I need a special Halloween karaoke cd made with songs like Werewolves of London, Spooky, Witchy Woman,Bad Moon Rising, etc.
My daughter is going to sing for the people waiting to get into our trail this year.
Do any of you know where I can get this done?


----------



## CreepyKitty (Jul 19, 2004)

Found some that have some of the songs you mentioned on there:

http://www.acekaraoke.com/halloween.html

Let me know if those aren't helping.


----------



## medusa (Jun 20, 2004)

Yes, I had checked all of those out before , but I'd have to almost buy a copy of each one to get the mix I'm looking for. I was really kind of hoping to find someone who could put that together for me so I could have all the songs on one CD. If you hear of anyone or even a company like that, please let me know.
Thanks for your help!!


----------



## Empress Nightshade (Jul 6, 2004)

Sweetie,

here's a few:

http://www.karaokemaniac.com/customcd+g.htm

http://www.customcdg.com/

http://www.totalkaraoke.com/customdisc.asp?

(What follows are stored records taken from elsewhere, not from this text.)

PR #1276, opened 2021-06-18
Sandbox optimization on manifold

Affie:
Here is my sanbox on manifold optimization. I updated an old attempt on Optim.jl to use un/coords and actually got it running.


dehann (approved):
Looks good to me thanks!  flatten might the better way to transition the serialization stuff for Manifolds.jl types

Affie:
I tested at pi and it's not working properly there.

Affie:
I'm merging this, just to have it in the latest master to work from. It can be deleted later.

dehann:
sounds good thanks, this sandbox is going to help a lot!

PR #1283, opened 2021-06-28
update for val::Vector{P<:AbstractVector{<:Real}}

dehann:
Needs 
- DFG v0.15.0
- AMP v0.4.0


dehann:
xref JuliaManifolds/Manopt.jl#90

dehann:
HI @Affie , I'm going to merge this so both of us can work against master.  I'm pretty something is broken since the numerical tolerances seem slightly worse after this PR, however, when I test each individually they seem to run through.  So, my plan is not to tag IIF until we have made it through the tests on RoME with this new Manifolds.jl approach, including this ::Vector{P} upgrade.

PR #1291, opened 2021-07-05
wip, consolidate factors and manifolds

dehann:
I'd like to consolidate ManifoldPrior with Prior, but this will need:
- converters to serialize manifolds (I was thinking of just doing it by name , ie shorthand string, and hard coding the converters, one for each manifold).  e.g. "SpecialEuclidean(3)" gets persisted, and user code converts it back to whatever complicated type.
- helper constructors so that legacy use of say `Prior(Normal())` automatically inserts `M=Euclidean(1)`, 

EDIT @Affie , feel free to take over this branch in the morning hours there.  I will be working on this again tomorrow.


Affie:
The manifolds prior part of this is currently in conflict with local changes I have as a wip to allow parametric and non-parametric to work with the same factors. 
Can we hold off on consolidating Prior and ManifoldPrior for now?
I think we can serialize in the same way as with variables with a `getManifold` function if it's easier, but it is currently more convenient to just store the manifold in the factor.

dehann:
okay, sure holding off on consolidation of Prior.  I'm going to clear vecP stuff in RoME in the meantime then.

Affie:
Hi, I've uploaded my local changes as is so long: #1292

dehann:
Replaced by 0f7edd4 in #1300

PR #65, opened 2021-10-30
Adds Waitematā, correctly spelled.

andycarrell:
@finnclark this also sets up a map from dhb name to whatever we want - I've only changed Waitematā so far but keen for more suggestions


app/utilities/dhbDisplayName.ts
```diff
@@ -0,0 +1,37 @@
...
+  Tairawhiti: "Tairawhiti",
+  Taranaki: "Taranaki",
+  Waikato: "Waikato",
+  Wairarapa: "Wairarapa",
+  Waitemata: "Waitematā",
+  "West Coast": "West Coast",
+};
+
+const dhbDisplayName = (raw: string): string => {
+  console.log(raw, nameMap[raw], raw in nameMap);
```
theramis, line 29: Did you want to leave this in?

app/utilities/dhbDisplayName.ts
```diff
@@ -0,0 +1,37 @@
...
+  "Bay of Plenty": "Bay of Plenty",
+  Canterbury: "Canterbury",
+  "Capital and Coast": "Capital and Coast",
+  "Counties Manukau": "Counties Manukau",
+  "Hawkes Bay": "Hawkes Bay",
+  "Hutt Valley": "Hutt Valley",
+  Lakes: "Lakes",
+  MidCentral: "MidCentral",
+  "Nelson Malborough": "Nelson Malborough",
+  "Overseas / Unkown": "Overseas / Unkown",
```
theramis, line 16:
```suggestion
  "Overseas / Unknown": "Overseas / Unknown",
```

theramis (approved):
Smol changes, merge whenever you are happy.

app/utilities/dhbDisplayName.ts
andycarrell: NO!

console.log considered harmful

finnclark (approved):
Heck yeah!

app/utilities/dhbDisplayName.ts
```diff
@@ -0,0 +1,36 @@
+type NameMapType = {
+  [key: string]: string;
+};
+
+const nameMap: NameMapType = {
```
jishaal, line 5: Can do `const nameMap: Record<string, string>`

Ideally once all this is merged we create a type so we are consistent with the serverside name, so would be something like 

`const nameMap: Record<DhbName, string>`

andycarrell: Liiiiit exactly what I'm looking for

jishaal (approved):

PR #68, opened 2021-10-30
officially elon musk by how much space ive conquered

finnclark:
- adds sass map
- defines spacing vals

### DIFF
--- a/app/styles/spacing.scss
+++ b/app/styles/spacing.scss
@@ -1,0 +1,62 @@
+// Spacing definitions
+
+$space-2xs: .25rem;   // 4px
+$space-xs: .5rem;     // 8px
+$space-s: .75rem;     // 12px
+$space-m: 1rem;       // 16px
+$space-l: 1.25rem;    // 20px 
+$space-xl: 1.5rem;    // 24px
+$space-2xl: 2rem;     // 32px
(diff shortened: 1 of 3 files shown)


andycarrell (approved):
This is LIT!

Suggestions (don't block this PR tho)
- Add `0`
- Add height and width to the each
- I have a minor preference for x & y instead of vertical & horizontal

In a future PR, it'll be really helpful to have "space" and "gap" utilities which can use the same scale

app/styles/spacing.scss
```diff
@@ -0,0 +1,72 @@
...
+
+$space-2xs: 0.25rem; // 4px
+$space-xs: 0.5rem; // 8px
+$space-s: 0.75rem; // 12px
+$space-m: 1rem; // 16px
+$space-l: 1.25rem; // 20px
+$space-xl: 1.5rem; // 24px
+$space-2xl: 2rem; // 32px
+$space-3xl: 2.5rem; // 40px
+$space-4xl: 3rem; // 48px
```
andycarrell, line 11: We miiiight need to move this into vars actually if we want to use them in module.scss files?

finnclark: can do

PR #70, opened 2021-10-30
Reverts deprecated homepage to tailwind

andycarrell:
This change allows us to iterate on /angelfish without breaking the homepage - specifically for the font sizes / line heights, and removing the check box from the detail list. 

Note that this is going to look pretty confusing from a classNames PoV - if the intention is we don't make anymore changes to this page, I think it's fine 🙏

### DIFF
--- a/app/pages/index.tsx
+++ b/app/pages/index.tsx
@@ -1,8 +1,7 @@
 import { GetServerSideProps } from "next";
-import {
-  DosesDescription,
-  DosesDescriptionList,
-} from "../components/DosesDescriptionList";
+import cx from "classnames";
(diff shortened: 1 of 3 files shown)


app/pages/index.tsx
```diff
@@ -134,6 +151,61 @@ const Home: React.FC<HomePageProps> = (props: HomePageProps) => {
 
 export default Home;
 
+export const DosesDescription = ({
```
andycarrell, line 154: Copy from description list and refactor - this page will be removed eventually anyway 🙏

jishaal (approved):

finnclark (approved):
i dont know what is happening here but go for it lol

PR #71, opened 2021-10-30
Adds space x & y - uses in doses description list

andycarrell:
Adds `space-x-` - still not sure on naming :( `gap` seems perfect, but gap is already a css property (for grid) and I don't want to overload that meaning. Some other chandidates:

- `child-space-` or `child-gap-`
- `slot-`
- `spread-`

I kind of like "spread" actually

### DIFF
--- a/app/styles/spacing.scss
+++ b/app/styles/spacing.scss
@@ -72,4 +72,16 @@ $space-map: (
   .width-#{$size} {
     width: $space;
   }
+
+  // Space
+  .space-y-#{$size} {
+    & > :not([hidden]) ~ :not([hidden]) {
+      margin-top: $space;
+    }
+  }
+  .space-x-#{$size} {
+    & > :not([hidden]) ~ :not([hidden]) {
+      margin-left: $space;
+    }
+  }
 }
--- a/app/components/DosesDescriptionList/DosesDescriptionList.module.scss
+++ b/app/components/DosesDescriptionList/DosesDescriptionList.module.scss
@@ -34,7 +34,6 @@
   color: var(--progress-complete);
   background: var(--complete-background);
   border-radius: $radius-full;
-  margin-right: 0.5rem;
 
   & svg {
     width: 0.875rem;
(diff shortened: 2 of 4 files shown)


app/styles/spacing.scss
```diff
@@ -72,4 +72,16 @@ $space-map: (
...
   }
+
+  // Space
+  .space-y-#{$size} {
+    & > :not([hidden]) ~ :not([hidden]) {
+      margin-top: $space;
+    }
+  }
+  .space-x-#{$size} {
+    & > :not([hidden]) ~ :not([hidden]) {
```
andycarrell, line 83: this selector selects all subsequent siblings of a child element that is not hidden, (given that the siblings are also not hidden). 

What this practically means, is that the first child doesn't get the margin - hence why it's margin-top for y and margin-left for x 🙏

jishaal: Interesting hadn't seen this as a solution before! Nice

jishaal (approved):

app/styles/spacing.scss
andycarrell: Guess where I stole it from ;)

andycarrell:
@jishaal - what do you think about the name "spread-" ie `spread-x-xl`

Or are you a fan of space- ??

jishaal:
@andycarrell I think space is more clear + less cognitive load to understand what it means

andycarrell:
Let's do this then! cc @finnclark if you're happy with merge :D

app/styles/spacing.scss
finnclark: I don't understand this even with your explanation haha

app/styles/spacing.scss
```diff
@@ -72,4 +72,16 @@ $space-map: (
...
+      margin-left: $space;
```
finnclark, line 84: is this supposed to be margin left? doesn't seem to make sense with "x"? I thought x would be both left and right?

finnclark (approved):
ngl the hidden thing seems overly complicated but maybe it's just too smart for my tiny brain. 

Can't you just use the margin classes on the children?

app/styles/spacing.scss
```diff
@@ -72,4 +72,16 @@ $space-map: (
   .width-#{$size} {
     width: $space;
   }
+
+  // Space
+  .space-y-#{$size} {
+    & > :not([hidden]) ~ :not([hidden]) {
+      margin-top: $space;
```
finnclark, line 79: Same with this - is this supposed to be top and bottom?

PR #72, opened 2021-10-30
Adds flex scss & uses where appropriate

andycarrell:
We're gonna need flex, without tailwind. This PR adds it in as a scss sheet - it's very lightweight for now, but can be added to in the future as more properties are needed 🙏

### DIFF
--- a/app/pages/angelfish.tsx
+++ b/app/pages/angelfish.tsx
@@ -69,17 +69,15 @@ const Home: React.FC<HomePageProps> = (props: HomePageProps) => {
         </div>
       </section>
       <footer className="pb-4 pt-20 md:pt-32">
-        <div className="page-container mx-5 lg:mx-auto">
-          <div className="flex flex-row align-items-center justify-content-center footnote">
-            <p>
-              Data source:{" "}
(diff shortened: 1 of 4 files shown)


app/styles/flex.scss
```diff
@@ -0,0 +1,43 @@
+.flex {
+  display: flex;
+  flex-direction: column;
+  justify-content: flex-start;
+  align-items: start;
+}
```
andycarrell, line 6: Note the default of column & start & start

IMO this is nice, because it matches a block layout.

Can easily be changed tho 🕺

app/pages/angelfish.tsx
```diff
@@ -32,7 +32,7 @@ const Home: React.FC<HomePageProps> = (props: HomePageProps) => {
       </Head>
       <section className="pb-12 pt-12 md:pt-16">
         <div className="page-container mx-5 lg:mx-auto">
-          <div className="flex flex-row justify-between">
+          <div className="flex flex-row justify-content-between">
```
andycarrell, line 35: Note change in convention from tailwind. I like the tailwind naming, but this is nice too imo

jishaal (approved):

PR #73, opened 2021-10-30
Adds workflow_dispatch for manual fetch

andycarrell:
@theramis


theramis:
You're gonna have to change the if statement at the bottom of the workflow. To also commit changes for workflow dispatch events

theramis (changes requested):
Need to update if statement for workflow dispatch

theramis (approved):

There's a lot more. Just type "Custom Karaoke CD" in your favorite search engine.


----------



## CreepyKitty (Jul 19, 2004)

Nice Empress!! Didn't even know they had those!! I may make one just to have! LOL. Thanks a ton!


----------



## Empress Nightshade (Jul 6, 2004)

You're welcome, Sweetie. I'm a former Regional Karaoke Champ, so I know a little bit about what's going on in that space of the world....


----------



## medusa (Jun 20, 2004)

Thanks Empress, Those were alot of help.


----------